_Your instructions_
Could you state how many lines of the material hold "address"? Include nothing beyond the number.

_Extracted information_
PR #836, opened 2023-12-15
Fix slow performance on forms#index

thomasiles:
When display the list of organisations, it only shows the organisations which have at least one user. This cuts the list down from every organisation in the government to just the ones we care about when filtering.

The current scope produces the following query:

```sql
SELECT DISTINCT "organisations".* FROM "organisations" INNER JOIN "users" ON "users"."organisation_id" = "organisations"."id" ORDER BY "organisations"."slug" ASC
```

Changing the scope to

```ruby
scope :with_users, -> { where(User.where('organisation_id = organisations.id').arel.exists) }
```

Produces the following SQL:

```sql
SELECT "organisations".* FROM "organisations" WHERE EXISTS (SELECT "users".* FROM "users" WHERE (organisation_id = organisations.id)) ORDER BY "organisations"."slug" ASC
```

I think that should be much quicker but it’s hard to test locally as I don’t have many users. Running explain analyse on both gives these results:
--
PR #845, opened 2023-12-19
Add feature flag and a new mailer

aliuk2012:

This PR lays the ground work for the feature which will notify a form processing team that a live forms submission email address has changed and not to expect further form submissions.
==
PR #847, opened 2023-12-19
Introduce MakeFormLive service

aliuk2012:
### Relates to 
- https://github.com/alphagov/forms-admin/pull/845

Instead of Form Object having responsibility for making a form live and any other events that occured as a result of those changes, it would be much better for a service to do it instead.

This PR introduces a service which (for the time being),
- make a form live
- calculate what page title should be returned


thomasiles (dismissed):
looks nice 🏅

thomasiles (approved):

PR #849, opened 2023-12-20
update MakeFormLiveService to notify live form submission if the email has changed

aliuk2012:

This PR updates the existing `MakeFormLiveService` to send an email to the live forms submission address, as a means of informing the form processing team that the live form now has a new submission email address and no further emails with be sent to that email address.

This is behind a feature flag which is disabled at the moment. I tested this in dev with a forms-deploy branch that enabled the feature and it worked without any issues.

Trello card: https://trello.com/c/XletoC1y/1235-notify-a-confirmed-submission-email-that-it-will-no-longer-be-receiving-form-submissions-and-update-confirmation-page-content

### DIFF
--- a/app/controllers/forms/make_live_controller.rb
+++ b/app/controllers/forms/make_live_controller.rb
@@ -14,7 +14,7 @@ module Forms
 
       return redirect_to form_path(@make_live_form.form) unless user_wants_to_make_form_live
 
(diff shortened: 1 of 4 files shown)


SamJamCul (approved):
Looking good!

_Reply_
2